Si ma è proprio così anche " la scena " italiana ... tutti che fanno la stessa cosa


----------



## Hammer (18 Settembre 2016)

Manuel Agnelli è il mio Dio



BossKilla7 ha scritto:


> Quello scandalo di Soler solo in un paese come il nostro poteva avere successo



.


----------



## Super_Lollo (19 Settembre 2016)

Hammer ha scritto:


> Manuel Agnelli è il mio Dio



  , è matto come un cavallo .


----------



## admin (22 Settembre 2016)

up


----------



## Smarx10 (23 Settembre 2016)

Non ho visto nessuno che mi abbia emozionato. Ma proprio nessuno. L'unico vero fenomeno è stato il maestro di chitarra della scorsa puntata, quello per ora vince a mani basse.


----------



## Super_Lollo (23 Settembre 2016)

Smarx10 ha scritto:


> Non ho visto nessuno che mi abbia emozionato. Ma proprio nessuno. L'unico vero fenomeno è stato il maestro di chitarra della scorsa puntata, quello per ora vince a mani basse.



come ho scritto sopra .. 0 talento . Si forse il maestro di chitarra è stato l'unico con un briciolo di talento ( ma non originalità ) si fossero presentati da me non ne avrei messo sotto contratto uno .


----------



## Toby rosso nero (23 Settembre 2016)

Ieri è stato deludente anche Agnelli, molto sottotono.


----------



## Old.Memories.73 (23 Settembre 2016)

Admin ha scritto:


> Ieri, 16 settembre 2016, è ripartito X-Factor, con l'edizione 2016. La numero 10. Quasi tutti nuovi i giudici: insieme al confermato Fedez, ci sono Manuel Agnelli, Arisa e Alvaro Soler.
> 
> X-Factor andrà in onda tutti i giovedì, in prima serata, su Sky Uno.
> 
> La prima puntata è stata seguita da 1 milione e 300 mila spettatori.
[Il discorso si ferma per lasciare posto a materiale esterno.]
PR #652, opened 2024-02-18
Add Ember+ support as an outgoing action

netdude78:
I tested this against a Lawo console running 6.4.0.19 and one running 10.8.0.1.  

The ember path needs to be collected & verified using something like Ember+ viewer (available freely online).

Action uses a static dictionary of connections to reuse existing ember+ connections.  Connecting initially to Ember+ can result in a delay that is not great for AfV operations based on tally.


josephdadams:
@netdude78 can you update the docs too?

netdude78:
Sure. After dinner. I’ll update.

josephdadams:
Thanks!

netdude78:
I added the doc information about Ember+

PR #669, opened 2024-03-18
Added auxBux support for BMD ATEM devices

Jocke4f:
Added support for auxbux for ATEM devices. No test with real ATEM with AUX has been done.
Removed video.ME, it was replaced by video.mixEffects in change from 1.x to 2.x in atem-connection


Jocke4f:
The aux will override both preview and program. This is not an error in this code, it is a general issue that the priority handling for preview, aux and program is not implemented/working. It will therefore not be handled by this PR.

MatteoGheza (approved):

Issue #661, opened 2024-03-01
[Bug]: GPO-Listener Invert Output


DJLWegas:
### What happened?

If you invert the output in the config file and then flash a listener, the flash works but it does not end in the last state. It ends in the oposite state. If the source has Tally, the output stays LOW (should be HIGH) at the end of the flash and if the source has no Tally, the output stays HIGH (should be LOW) at the end of the flash.

### Version

3.0.8

### Distribution

Desktop

### OS

Windows

### If applicable, What Listener Clients are You Using?

GPI

Jocke4f:
Do you have the possibility to test the fix on  [Jocke4f:fix_661_gpo_invert](https://github.com/Jocke4f/TallyArbiter/tree/fix_661_gpo_invert)? At the moment don't I have anything to test with.

Jocke4f:
Fix verified with a RPI 4 with single led. This has now been solved on master when https://github.com/josephdadams/TallyArbiter/pull/675 was merged.

PR #675, opened 2024-03-23
Added in on_flash support for output_invert for lastState.

Jocke4f:
This could be a fix for https://github.com/josephdadams/TallyArbiter/issues/661. Based on code inspection is looks plausible but I don't have any board to test with at the moment.


Jocke4f:
Tested with one led on raspberry pi both "normal" and "inverted" with expected behaviour, i.e., the current state is restored after flash.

Ho visto distrattamente (e non tutta) la puntata di ieri sera e ho trovato interessanti i concorrenti che si sono presentati ''chitarra e voce''...un ragazzo con la barba e due ragazze...il resto...
Ho seguito le ultime edizioni e purtroppo resto sempre deluso nel finale...stringi stringi alla fine ad emergere è il solito Fragola di turno...ragazzo ''caruccio'' che canta come cento hanno già fatto prima di lui...sarò tardo di mio ma qualcuno mi dovrebbe spiegare dove risiede il talento in elementi del genere...


----------



## Super_Lollo (23 Settembre 2016)

Old.Memories.73 ha scritto:


> Ho visto distrattamente (e non tutta) la puntata di ieri sera e ho trovato interessanti i concorrenti che si sono presentati ''chitarra e voce''...un ragazzo con la barba e due ragazze...il resto...
> Ho seguito le ultime edizioni e purtroppo resto sempre deluso nel finale...stringi stringi alla fine ad emergere è il solito Fragola di turno...ragazzo ''caruccio'' che canta come cento hanno già fatto prima di lui...sarò tardo di mio ma qualcuno mi dovrebbe spiegare dove risiede il talento in elementi del genere...
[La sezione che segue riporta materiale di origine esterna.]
PR #685, opened 2024-04-12
Added support for m5stickC-Plus2

Jocke4f:
Improvements

- Added support for m5stickC-Plus2.
- Changed pin for tally extra preview. (G36 is input only, it was replaced by G25 but it doesn't exist on the plain m5stickC)
- Changed HIGH/LOW for external leds. (On m5stickC and m5stickC-plus is HIGH and LOW not the same for the internal led as on external leds)
- Replaced code internal defines for board types with board defines used by Arduino IDE.

Things to fix in the future:

- Fix battery level for M5stickC-Plus2.
- Add screen brightness for M5stickC-Plus2.

### DIFF
--- a/listener_clients/m5stickc-listener/README.md
+++ b/listener_clients/m5stickc-listener/README.md
@@ -39,9 +39,9 @@ Make sure you have selected the **right serial port** and the **right board type
 
 Done! Now your board is running the latest listener client firmware version. Go to the *"Setup your device"* sections to connect the board to the Tally Arbiter server.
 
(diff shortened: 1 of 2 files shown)


josephdadams:
I'm ready to merge when you are ready. I don't have an m5+2 but if it works for you, let's get it in!

Jocke4f:
I have tested with all three hw variants, i.e., m5stickc, m5stickc-plus and m5stickc-plus2.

Non si tratta più di talento ma di copie vendute . Oggi i Pink Floyd se andassero ad un talent verrebbero presi a pomodori in faccia .
E parliamo della band AL MONDO con più talento di sempre . 

Detto questo è ovvio che se devo scegliere tra un artista che mi vende e uno che ha talento ma non vende nulla prendo il primo , giusto o sbagliato che sia non sono qui per la gloria ma per guadagnare .
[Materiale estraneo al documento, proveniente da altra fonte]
Issue #707, opened 2024-07-24
[Bug]:  DEVICE - OSC Action - Argument not sent


AntP-vp:
### What happened?

Hi all, I'm trying to send an OSC string from a device using the Action but TA is not sending the argument part.

The monitoring in the receiver software show that no arguments 'string' is received, using the same path and argument from Companion works good and a camera view is shown in the software.

Thank you.

<img width="1280" alt="TA" src="https://github.com/user-attachments/assets/499c7a7c-def0-4607-87bf-7c0ee3c292ab">
<img width="1280" alt="Companion" src="https://github.com/user-attachments/assets/a213ed6f-0155-47d0-8652-a6860c7ced03">

### Version

3.0.10

### Distribution

Desktop

### OS

Windows

AntP-vp:
Here is the Log, all seems to be fine here.

<img width="1280" alt="TA Log" src="https://github.com/user-attachments/assets/7e889190-86b2-486c-9e79-6e7453c48dc2">

Jocke4f:
Yes, there are two bugs in OSC RunAction.

1. No data is sent.
2. String is not identified.

The PR https://github.com/josephdadams/TallyArbiter/pull/713 solves this.

PR #713, opened 2024-08-08
Fix OSC argument not sent in RunAction

Jocke4f:
Small correction in OSC RunAction:

- Added regex to identify if not float32 nor int32 then string.
- Corrected variable for oscUDP send so that data is actually sent.

This is a fix for https://github.com/josephdadams/TallyArbiter/issues/707.


josephdadams:
Thanks, @Jocke4f !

POI .. ripeto POI ... con i soldi di Fragola ci produci i nuovi Pink Floyd che ascolteremo in 4 .


----------



## Old.Memories.73 (23 Settembre 2016)

Super_Lollo ha scritto:


> Non si tratta più di talento ma di copie vendute . Oggi i Pink Floyd se andassero ad un talent verrebbero presi a pomodori in faccia .
> E parliamo della band AL MONDO con più talento di sempre .
> 
> Detto questo è ovvio che se devo scegliere tra un artista che mi vende e uno che ha talento ma non vende nulla prendo il primo , giusto o sbagliato che sia non sono qui per la gloria ma per guadagnare .
> ...


Il tuo post non fa altro che confermare quello che penso...questi ''presunti'' talent non sono altro che veicoli promozionali e servono solo a testare gente che è stata scelta a tavolino...altro che talento...
Concordo sui Pink Floyd ed aggiungo...oggi Jimi Hendrix suonerebbe in qualche fermata della metro...


----------



## Now i'm here (23 Settembre 2016)

Old.Memories.73 ha scritto:


> Ho visto distrattamente (e non tutta) la puntata di ieri sera e ho trovato interessanti i concorrenti che si sono presentati ''chitarra e voce''...un ragazzo con la barba e *due ragazze.*..il resto...
> Ho seguito le ultime edizioni e purtroppo resto sempre deluso nel finale...stringi stringi alla fine ad emergere è il solito Fragola di turno...ragazzo ''caruccio'' che canta come cento hanno già fatto prima di lui...sarò tardo di mio ma qualcuno mi dovrebbe spiegare dove risiede il talento in elementi del genere...



quelle 2 imbarazzanti 16enni che volevano a tutti i costi entrare nel mondo dello spettacolo ?  mamma che imbarazzo  

cmq puntata identica alla prima, per ora si vedono solo casi umani in abbondanza, quelli un poco bravi li fanno vedere a sprazzi, in spezzoni di trasmissione, forse per mantenere l'effetto sorpresa più avanti. 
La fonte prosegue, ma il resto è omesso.